Where a line of the records contains the word "which", show that line.

+===+

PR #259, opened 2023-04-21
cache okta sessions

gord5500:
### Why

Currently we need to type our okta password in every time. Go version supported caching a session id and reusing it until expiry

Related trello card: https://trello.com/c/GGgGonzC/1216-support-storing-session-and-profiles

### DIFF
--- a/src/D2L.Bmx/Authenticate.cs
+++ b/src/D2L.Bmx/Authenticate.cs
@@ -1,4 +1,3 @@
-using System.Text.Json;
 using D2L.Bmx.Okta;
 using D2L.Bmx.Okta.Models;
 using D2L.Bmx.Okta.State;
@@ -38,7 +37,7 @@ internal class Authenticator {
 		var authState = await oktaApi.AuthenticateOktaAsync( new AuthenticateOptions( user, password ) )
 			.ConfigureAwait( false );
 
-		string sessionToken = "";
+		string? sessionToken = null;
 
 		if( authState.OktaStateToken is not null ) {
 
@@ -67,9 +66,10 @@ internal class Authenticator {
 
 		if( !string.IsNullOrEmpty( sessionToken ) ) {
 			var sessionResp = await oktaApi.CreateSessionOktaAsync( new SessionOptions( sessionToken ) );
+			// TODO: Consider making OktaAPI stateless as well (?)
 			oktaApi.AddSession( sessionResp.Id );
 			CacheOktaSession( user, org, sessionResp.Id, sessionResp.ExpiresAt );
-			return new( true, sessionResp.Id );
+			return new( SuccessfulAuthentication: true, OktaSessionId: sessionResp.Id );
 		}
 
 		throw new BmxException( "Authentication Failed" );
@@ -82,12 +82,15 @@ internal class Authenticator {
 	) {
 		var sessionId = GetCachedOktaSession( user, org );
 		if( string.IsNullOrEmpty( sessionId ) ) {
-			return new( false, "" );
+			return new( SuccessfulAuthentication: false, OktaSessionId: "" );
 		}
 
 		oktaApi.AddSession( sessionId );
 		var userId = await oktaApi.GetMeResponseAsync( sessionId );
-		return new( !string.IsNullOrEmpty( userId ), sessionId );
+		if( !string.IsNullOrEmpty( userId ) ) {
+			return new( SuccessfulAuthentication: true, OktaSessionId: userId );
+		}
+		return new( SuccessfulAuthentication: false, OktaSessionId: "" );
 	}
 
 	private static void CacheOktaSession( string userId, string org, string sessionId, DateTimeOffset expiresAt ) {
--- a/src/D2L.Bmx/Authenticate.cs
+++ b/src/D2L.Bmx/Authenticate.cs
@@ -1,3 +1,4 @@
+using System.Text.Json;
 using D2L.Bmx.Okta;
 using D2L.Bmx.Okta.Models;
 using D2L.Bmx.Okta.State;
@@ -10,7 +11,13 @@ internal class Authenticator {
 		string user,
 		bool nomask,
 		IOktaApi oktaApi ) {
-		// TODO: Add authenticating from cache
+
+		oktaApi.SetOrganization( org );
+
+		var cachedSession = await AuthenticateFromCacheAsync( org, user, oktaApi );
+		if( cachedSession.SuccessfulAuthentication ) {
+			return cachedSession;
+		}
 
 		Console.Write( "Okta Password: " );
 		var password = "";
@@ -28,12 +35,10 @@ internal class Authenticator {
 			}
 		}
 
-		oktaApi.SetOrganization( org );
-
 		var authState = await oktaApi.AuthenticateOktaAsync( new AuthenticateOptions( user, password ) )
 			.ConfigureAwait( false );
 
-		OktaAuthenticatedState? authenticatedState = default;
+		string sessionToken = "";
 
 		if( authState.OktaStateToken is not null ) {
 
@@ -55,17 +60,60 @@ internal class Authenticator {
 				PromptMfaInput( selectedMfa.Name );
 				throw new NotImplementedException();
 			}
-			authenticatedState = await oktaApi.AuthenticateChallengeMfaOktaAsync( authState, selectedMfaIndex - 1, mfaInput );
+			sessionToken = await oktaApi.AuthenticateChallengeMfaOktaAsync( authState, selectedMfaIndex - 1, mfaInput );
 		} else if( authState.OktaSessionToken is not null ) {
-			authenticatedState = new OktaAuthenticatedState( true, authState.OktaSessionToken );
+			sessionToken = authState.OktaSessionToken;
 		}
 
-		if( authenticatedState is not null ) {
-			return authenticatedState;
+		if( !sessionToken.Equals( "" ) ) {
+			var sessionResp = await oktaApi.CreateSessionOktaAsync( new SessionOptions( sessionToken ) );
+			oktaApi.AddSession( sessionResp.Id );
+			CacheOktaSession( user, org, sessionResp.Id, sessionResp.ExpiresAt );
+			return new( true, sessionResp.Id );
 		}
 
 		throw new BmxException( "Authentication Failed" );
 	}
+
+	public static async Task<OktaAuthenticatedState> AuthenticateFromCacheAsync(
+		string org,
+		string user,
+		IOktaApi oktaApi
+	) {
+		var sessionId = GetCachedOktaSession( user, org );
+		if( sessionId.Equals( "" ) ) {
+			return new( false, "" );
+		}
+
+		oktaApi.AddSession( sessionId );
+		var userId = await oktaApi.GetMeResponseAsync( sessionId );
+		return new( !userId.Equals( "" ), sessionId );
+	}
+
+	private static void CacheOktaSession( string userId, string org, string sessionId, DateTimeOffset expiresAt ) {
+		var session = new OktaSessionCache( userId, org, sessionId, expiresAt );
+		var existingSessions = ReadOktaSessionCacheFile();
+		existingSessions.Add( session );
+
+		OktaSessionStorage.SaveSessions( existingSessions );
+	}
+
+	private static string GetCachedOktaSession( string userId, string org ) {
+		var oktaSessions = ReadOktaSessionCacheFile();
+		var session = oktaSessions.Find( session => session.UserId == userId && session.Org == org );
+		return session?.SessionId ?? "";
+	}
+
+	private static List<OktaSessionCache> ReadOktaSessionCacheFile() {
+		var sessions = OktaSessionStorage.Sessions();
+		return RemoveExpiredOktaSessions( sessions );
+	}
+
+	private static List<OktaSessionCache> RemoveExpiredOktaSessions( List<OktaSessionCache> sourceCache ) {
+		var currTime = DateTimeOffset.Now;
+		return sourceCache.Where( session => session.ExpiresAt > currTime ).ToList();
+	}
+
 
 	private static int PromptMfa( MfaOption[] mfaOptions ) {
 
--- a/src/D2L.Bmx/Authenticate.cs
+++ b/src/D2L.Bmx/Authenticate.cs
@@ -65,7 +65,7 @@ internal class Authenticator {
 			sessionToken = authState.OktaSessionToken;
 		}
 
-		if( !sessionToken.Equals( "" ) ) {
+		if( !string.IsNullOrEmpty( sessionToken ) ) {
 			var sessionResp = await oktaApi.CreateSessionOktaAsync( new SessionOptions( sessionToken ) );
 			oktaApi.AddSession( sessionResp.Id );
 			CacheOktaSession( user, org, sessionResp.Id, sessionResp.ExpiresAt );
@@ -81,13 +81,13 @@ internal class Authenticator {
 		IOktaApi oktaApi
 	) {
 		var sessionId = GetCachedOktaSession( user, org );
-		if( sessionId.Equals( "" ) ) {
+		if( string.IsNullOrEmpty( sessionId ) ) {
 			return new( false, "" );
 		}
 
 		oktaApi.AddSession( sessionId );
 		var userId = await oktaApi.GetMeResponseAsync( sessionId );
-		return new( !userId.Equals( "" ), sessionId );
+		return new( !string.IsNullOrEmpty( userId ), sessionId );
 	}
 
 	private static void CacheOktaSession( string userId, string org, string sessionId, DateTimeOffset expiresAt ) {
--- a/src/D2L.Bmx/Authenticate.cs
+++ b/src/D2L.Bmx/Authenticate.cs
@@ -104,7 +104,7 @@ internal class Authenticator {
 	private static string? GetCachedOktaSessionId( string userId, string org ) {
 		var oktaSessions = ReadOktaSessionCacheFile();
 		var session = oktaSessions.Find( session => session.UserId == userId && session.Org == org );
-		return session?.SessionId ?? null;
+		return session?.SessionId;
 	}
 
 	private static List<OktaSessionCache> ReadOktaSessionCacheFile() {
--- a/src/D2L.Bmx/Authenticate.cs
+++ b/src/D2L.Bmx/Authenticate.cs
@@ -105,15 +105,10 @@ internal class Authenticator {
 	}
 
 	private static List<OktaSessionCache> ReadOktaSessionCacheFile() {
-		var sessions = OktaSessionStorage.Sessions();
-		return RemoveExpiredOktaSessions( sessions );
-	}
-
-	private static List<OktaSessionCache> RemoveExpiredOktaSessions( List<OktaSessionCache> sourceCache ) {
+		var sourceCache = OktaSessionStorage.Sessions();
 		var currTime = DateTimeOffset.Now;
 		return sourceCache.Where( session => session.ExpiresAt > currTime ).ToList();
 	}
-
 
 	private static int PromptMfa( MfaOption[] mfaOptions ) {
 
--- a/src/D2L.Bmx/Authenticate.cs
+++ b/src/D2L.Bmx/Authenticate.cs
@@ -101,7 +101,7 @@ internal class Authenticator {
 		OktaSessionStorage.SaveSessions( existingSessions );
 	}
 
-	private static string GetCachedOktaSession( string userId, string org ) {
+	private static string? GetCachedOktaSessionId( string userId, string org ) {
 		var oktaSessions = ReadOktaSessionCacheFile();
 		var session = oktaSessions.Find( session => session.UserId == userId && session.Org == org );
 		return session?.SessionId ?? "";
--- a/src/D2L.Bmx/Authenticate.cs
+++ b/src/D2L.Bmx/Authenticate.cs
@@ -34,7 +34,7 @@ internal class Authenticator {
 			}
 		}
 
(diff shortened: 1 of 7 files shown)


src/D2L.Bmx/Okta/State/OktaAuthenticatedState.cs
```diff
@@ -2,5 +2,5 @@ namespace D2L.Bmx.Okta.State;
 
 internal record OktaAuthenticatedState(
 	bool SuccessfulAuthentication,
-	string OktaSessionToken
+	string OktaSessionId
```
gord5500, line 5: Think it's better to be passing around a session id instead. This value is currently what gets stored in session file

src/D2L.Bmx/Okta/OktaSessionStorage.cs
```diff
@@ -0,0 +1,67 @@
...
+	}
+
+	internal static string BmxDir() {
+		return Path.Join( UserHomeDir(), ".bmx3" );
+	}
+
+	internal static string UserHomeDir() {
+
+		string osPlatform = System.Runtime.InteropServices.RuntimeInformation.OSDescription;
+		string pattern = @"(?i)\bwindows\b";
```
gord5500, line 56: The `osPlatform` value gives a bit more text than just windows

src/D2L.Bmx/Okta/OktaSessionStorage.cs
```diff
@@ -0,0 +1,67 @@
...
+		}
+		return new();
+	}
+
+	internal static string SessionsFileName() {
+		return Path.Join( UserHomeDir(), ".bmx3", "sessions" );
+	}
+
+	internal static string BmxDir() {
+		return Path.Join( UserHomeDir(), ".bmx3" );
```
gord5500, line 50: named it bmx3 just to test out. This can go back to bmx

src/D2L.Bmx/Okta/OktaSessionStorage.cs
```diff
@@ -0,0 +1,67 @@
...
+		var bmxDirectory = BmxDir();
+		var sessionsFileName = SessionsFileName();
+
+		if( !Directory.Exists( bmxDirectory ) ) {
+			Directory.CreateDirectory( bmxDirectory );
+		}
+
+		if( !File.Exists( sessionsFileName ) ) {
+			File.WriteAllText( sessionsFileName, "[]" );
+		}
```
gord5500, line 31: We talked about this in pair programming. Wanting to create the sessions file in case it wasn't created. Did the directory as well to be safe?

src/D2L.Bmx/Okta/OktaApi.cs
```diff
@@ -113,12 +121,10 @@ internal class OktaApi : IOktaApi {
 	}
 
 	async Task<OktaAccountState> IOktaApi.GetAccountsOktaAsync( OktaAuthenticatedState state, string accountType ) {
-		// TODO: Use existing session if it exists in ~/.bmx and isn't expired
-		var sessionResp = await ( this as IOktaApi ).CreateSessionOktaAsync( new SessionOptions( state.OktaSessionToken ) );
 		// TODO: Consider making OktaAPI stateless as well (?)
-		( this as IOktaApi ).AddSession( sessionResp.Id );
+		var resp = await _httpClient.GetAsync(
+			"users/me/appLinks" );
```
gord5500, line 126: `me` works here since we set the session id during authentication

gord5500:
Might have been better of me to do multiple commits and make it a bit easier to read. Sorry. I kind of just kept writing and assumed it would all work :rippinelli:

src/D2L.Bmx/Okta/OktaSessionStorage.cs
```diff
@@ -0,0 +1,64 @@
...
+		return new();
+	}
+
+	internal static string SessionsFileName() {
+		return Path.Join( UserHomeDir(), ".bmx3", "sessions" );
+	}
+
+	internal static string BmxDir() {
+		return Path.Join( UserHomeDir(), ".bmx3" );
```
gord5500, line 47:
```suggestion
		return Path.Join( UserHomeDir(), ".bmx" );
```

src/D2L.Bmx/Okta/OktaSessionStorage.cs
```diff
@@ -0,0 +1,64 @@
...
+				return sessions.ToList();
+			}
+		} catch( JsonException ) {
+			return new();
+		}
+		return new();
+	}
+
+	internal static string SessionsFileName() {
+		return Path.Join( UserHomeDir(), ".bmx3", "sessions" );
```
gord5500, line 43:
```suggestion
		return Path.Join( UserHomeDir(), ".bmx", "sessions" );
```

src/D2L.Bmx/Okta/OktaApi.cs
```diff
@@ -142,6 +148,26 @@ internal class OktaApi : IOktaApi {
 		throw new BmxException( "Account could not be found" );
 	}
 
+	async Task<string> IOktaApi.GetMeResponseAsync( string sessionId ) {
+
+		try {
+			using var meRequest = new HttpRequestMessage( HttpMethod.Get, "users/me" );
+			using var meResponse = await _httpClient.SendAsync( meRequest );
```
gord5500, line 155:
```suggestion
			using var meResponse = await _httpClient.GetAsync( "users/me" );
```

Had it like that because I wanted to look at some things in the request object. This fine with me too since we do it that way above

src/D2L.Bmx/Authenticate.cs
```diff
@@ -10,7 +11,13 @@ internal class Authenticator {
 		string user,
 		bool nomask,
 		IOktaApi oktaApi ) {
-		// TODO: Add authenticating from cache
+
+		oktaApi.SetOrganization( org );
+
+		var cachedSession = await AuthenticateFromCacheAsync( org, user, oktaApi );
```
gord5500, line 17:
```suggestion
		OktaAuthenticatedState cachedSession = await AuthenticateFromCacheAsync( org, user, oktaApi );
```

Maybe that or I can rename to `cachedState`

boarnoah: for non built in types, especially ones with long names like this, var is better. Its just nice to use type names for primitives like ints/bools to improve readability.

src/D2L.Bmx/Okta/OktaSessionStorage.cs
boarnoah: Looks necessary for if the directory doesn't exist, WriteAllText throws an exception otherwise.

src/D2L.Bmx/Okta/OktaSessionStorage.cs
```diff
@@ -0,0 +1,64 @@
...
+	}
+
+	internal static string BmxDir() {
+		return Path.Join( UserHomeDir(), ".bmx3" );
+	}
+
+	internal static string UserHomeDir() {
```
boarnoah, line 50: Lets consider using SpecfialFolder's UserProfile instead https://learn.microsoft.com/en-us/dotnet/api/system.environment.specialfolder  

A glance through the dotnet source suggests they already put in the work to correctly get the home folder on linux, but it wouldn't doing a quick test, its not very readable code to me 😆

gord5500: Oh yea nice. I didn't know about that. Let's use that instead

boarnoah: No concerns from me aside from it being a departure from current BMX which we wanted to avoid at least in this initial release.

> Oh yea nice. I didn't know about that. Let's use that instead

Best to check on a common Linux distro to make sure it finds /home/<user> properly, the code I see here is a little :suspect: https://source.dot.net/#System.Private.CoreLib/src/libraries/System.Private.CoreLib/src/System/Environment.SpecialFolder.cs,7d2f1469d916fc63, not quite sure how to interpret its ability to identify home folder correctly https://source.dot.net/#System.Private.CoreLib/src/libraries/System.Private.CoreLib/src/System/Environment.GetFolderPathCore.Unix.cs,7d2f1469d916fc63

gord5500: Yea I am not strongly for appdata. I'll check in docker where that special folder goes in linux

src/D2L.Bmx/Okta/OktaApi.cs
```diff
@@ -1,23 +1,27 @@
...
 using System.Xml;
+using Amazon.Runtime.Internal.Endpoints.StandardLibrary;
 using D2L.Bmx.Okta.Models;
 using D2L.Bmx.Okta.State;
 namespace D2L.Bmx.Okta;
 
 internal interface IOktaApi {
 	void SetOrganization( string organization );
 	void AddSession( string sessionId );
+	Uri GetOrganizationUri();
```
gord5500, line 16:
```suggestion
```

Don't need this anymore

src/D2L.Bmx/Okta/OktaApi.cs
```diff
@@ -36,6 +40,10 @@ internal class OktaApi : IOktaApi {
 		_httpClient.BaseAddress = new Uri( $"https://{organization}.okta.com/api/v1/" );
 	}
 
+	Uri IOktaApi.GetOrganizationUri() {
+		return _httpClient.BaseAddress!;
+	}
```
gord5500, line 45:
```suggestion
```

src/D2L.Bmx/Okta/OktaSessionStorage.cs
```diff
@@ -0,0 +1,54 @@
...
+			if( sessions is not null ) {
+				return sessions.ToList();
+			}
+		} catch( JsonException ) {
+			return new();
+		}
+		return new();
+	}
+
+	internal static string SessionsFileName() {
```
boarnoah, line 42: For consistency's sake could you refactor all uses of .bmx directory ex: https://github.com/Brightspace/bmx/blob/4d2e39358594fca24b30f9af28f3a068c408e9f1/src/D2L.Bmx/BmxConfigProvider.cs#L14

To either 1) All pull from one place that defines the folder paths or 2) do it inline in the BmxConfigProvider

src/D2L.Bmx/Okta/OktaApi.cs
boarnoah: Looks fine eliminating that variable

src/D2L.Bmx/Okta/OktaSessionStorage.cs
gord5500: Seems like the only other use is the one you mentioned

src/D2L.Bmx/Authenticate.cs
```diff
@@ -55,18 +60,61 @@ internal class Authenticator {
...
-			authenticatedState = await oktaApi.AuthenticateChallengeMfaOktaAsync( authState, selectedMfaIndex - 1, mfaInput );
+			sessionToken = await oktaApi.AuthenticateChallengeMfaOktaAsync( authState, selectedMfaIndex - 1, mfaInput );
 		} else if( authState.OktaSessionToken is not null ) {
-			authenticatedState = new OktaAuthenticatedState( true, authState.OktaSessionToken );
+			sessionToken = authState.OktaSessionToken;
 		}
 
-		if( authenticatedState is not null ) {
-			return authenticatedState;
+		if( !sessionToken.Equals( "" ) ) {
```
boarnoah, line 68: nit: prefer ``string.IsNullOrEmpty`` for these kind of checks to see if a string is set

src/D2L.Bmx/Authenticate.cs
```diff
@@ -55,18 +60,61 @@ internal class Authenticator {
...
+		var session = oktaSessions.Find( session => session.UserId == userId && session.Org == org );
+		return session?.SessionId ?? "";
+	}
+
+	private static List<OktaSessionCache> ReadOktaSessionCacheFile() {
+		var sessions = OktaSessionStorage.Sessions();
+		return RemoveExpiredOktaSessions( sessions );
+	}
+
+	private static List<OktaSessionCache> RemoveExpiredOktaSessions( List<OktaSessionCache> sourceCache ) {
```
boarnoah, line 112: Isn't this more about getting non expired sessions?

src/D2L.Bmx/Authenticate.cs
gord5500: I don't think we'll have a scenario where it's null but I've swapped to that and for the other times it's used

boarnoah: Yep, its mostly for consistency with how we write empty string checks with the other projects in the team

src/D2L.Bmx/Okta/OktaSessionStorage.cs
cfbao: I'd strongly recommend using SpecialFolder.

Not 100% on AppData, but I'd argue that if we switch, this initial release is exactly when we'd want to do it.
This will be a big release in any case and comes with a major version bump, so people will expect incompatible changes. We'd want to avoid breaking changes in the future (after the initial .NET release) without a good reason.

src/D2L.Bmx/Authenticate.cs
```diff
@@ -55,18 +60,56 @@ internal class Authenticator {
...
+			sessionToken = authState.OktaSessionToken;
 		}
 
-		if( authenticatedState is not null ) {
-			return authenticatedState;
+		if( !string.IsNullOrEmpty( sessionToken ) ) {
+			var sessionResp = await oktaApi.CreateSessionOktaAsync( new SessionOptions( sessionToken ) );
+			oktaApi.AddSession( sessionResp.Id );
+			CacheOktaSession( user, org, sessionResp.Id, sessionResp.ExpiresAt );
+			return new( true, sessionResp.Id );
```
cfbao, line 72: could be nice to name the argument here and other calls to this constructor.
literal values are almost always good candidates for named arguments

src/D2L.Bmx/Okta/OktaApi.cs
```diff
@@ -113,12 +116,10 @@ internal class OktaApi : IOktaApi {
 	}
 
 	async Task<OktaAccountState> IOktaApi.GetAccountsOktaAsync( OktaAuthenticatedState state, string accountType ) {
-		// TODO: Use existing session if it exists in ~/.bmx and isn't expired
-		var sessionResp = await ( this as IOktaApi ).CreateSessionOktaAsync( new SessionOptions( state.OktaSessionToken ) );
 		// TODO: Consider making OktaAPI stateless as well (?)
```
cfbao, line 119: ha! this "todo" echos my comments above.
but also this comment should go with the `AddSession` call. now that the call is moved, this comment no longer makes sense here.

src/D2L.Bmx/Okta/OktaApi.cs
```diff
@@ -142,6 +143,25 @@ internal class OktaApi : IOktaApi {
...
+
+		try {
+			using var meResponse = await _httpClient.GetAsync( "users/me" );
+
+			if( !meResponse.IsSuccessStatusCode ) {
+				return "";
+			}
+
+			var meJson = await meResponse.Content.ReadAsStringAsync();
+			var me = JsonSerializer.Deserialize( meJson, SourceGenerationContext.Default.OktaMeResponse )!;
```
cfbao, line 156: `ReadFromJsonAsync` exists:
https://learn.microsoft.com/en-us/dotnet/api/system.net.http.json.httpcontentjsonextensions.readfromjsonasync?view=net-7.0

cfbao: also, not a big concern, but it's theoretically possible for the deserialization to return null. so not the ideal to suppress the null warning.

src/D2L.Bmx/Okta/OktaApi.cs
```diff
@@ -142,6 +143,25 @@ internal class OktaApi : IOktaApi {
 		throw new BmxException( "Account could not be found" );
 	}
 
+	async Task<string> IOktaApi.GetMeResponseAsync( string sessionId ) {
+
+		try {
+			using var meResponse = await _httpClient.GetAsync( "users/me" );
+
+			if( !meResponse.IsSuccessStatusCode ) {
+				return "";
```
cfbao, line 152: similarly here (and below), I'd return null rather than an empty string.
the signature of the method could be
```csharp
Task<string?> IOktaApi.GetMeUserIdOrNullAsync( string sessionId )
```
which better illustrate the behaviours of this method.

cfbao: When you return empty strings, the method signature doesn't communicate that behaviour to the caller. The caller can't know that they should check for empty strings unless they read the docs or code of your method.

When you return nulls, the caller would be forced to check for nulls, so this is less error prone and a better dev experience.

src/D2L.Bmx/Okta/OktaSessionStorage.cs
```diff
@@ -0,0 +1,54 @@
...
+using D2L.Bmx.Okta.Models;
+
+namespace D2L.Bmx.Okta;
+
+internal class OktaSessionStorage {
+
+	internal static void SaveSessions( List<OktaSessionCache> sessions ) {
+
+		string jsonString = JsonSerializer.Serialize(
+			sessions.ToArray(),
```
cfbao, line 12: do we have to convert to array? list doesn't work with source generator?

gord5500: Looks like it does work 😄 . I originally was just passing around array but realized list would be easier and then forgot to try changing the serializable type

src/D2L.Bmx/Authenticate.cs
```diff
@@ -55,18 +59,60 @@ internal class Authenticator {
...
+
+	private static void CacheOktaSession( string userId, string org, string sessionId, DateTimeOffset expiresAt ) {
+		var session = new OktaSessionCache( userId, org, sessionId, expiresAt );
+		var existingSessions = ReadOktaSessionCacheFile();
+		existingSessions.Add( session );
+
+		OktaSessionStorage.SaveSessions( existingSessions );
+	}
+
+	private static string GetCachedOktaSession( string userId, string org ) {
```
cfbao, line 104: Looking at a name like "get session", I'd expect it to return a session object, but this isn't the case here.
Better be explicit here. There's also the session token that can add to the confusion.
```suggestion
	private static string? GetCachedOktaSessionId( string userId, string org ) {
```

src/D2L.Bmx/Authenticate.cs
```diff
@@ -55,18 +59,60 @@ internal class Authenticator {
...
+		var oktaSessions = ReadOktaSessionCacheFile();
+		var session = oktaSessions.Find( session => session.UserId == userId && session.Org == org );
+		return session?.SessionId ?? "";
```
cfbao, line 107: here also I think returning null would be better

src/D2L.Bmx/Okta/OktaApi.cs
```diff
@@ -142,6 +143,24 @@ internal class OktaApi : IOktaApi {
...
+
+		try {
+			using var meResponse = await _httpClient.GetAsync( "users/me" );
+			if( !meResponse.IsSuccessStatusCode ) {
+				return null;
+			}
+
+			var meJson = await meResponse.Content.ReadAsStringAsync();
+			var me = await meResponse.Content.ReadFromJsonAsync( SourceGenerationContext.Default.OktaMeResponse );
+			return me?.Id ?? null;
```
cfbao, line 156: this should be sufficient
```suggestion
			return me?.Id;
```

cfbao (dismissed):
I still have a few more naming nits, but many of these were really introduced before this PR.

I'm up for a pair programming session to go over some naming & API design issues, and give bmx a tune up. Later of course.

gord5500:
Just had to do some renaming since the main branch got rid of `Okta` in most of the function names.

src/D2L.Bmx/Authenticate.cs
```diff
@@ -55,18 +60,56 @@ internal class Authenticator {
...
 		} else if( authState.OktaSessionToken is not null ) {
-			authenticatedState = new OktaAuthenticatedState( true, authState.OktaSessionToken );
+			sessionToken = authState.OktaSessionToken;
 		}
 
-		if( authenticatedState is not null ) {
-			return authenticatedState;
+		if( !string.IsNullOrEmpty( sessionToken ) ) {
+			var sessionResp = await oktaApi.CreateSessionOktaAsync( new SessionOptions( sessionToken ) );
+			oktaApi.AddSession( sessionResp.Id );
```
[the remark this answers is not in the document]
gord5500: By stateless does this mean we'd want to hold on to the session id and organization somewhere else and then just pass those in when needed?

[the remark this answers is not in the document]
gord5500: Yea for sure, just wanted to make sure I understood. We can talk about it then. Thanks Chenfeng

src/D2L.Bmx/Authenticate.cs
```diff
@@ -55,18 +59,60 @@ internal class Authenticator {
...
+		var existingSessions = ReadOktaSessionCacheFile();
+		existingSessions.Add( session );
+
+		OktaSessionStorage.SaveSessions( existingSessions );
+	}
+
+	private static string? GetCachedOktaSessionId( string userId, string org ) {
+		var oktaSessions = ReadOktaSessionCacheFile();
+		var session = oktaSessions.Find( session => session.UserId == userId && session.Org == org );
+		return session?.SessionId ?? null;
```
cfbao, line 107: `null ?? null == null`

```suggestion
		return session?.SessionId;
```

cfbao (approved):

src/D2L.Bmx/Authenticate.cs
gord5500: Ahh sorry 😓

+===+

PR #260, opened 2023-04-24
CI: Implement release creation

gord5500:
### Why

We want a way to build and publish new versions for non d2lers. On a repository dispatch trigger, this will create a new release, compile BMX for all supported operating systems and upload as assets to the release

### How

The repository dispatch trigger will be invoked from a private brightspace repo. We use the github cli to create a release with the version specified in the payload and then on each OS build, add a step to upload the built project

+===+

• _Task result_
boarnoah: No concerns from me aside from it being a departure from current BMX which we wanted to avoid at least in this initial release.
which better illustrate the behaviours of this method.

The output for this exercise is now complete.